Graham came into some money when Yahoo bought Viaweb, a company he’d cofounded, in 1998. Graham figured he’d become an investor, but instead became occupied writing a series of essays that became the 2004 book Hackers & Painters: Big Ideas from the Computer Age. When he was asked to give a talk to an undergraduate computing club at Harvard a year later, he talked about how to start a company; any of the students listening to his talk could easily do so, he thought, and helping them would be a great way for him to begin investing.
Y Combinator was meant to be an experiment—an alternative to a summer programming job for students—but within a few weeks Graham realized he was on to something bigger. In addition to Reddit, the first group of startups included TextPayMe, which Amazon bought in 2006. “We were like, ‘Holy shit,’” Graham says. “This wasn’t supposed to be serious.”
The incubator model works because the cost and time needed to develop a viable Web company has fallen so steeply.

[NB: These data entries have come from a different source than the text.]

PR #1394, opened 2026-01-02
fix(trait-indexes): 500 error due to 'subtype' missing

SpeedyD:
Fixes a 500 error on opening modals from any of the trait indexes.

I'm not entirely sure why eager loading is required here when all it does is indirectly load a trait page? Maybe I'm missing something. Would love an explanation and would not mind fixing if required.

### DIFF
--- a/app/Http/Controllers/WorldController.php
+++ b/app/Http/Controllers/WorldController.php
@@ -477,7 +477,7 @@ class WorldController extends Controller {
      * @return \Illuminate\Contracts\Support\Renderable
      */
     public function getFeatureDetail($id) {
-        $feature = Feature::visible(Auth::user() ?? null)->where('id', $id)->with('species', 'subtype', 'rarity')->first();
+        $feature = Feature::visible(Auth::user() ?? null)->where('id', $id)->first();
 
         if (!$feature) {
             abort(404);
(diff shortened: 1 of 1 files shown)


itinerare:
It's not terribly necessary, but it's still going to be marginally more efficient-- the point of eager loading is, as always, taking fewer trips to the database. That's going to be true whether you have twenty objects on the page or just one.

SpeedyD:
> It's not terribly necessary, but it's still going to be marginally more efficient-- the point of eager loading is, as always, taking fewer trips to the database. That's going to be true whether you have twenty objects on the page or just one.

So it might be better to _just_ remove subtype? Or perhaps re-add the use in the Feature model.. If that'd fix it..?

itinerare:
Well, there's still a relation in there... but yeah, I'd say that if the issue is that that relation isn't working for eager loading somehow, it would be worth investigating why that is first and foremost.

This is in part because ultimately, the goal will be to enable automatic eager loading (once Laravel 12 is set up, so this is a bit down the line)-- which will remove the need to manually specify eager loading, but *will* demand that all the eager loading *works*. So merely removing it for now is just kicking the can down the road.

SpeedyD:
...That means that once Laravel 12 hits, we might find ourselves with a LOT of cans to pick up. Got it.

itinerare:
Yeeeeeeep. You're getting the picture.

SpeedyD:
Hrm, might actually not be a problem here. I realized it's RELATIONSHIP loading, so it's less 'kicking the can down' and more 'kicking the can towards a recycling center'... you get my drift.

..which also brings me to the following solution.

itinerare (approved):
There you go!

Draconizations (approved):
can't believe I missed this. either way, let's get this merged

PR #1399, opened 2026-01-11
Attachments

ScuffedNewt:
Allows a drop in widget, similar to rewards and limits, to be added to link objects together.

And for participants, the program offers an intense atmosphere that’s conducive to successful business ideas. “We wanted to be in the company of people who are grinding 24/7 because it gets you to grind,” says Michael Seibel, 29, who is in his second trip through Y Combinator, this time as a cofounder of a video sharing app called Socialcam.
In addition to offering office hours with Graham and other partners, Y Combinator holds weekly group dinners with speakers that have included former vice president Al Gore. The sessions end with a “Demo Day” in which each team gives a two-minute presentation to a crowd filled with journalists, potential investors, and peers.
The median age of participants is in the mid-20s, Graham says. A few are over 40 or as young as age 17. Graham says young founders are better at building products aimed at young users. True, they need advice—but he is there to give it.
His favorite tip? Build something people want. It sounds obvious, but he says failing to fill a need is the top mistake startups make. One way to ensure you’re on the right path, says Graham, is to build something you already want yourself. That way, he says, you’ll have at least one customer. “It’s a damn good piece of advice for founders of any age,” he says, “but essential for young founders.”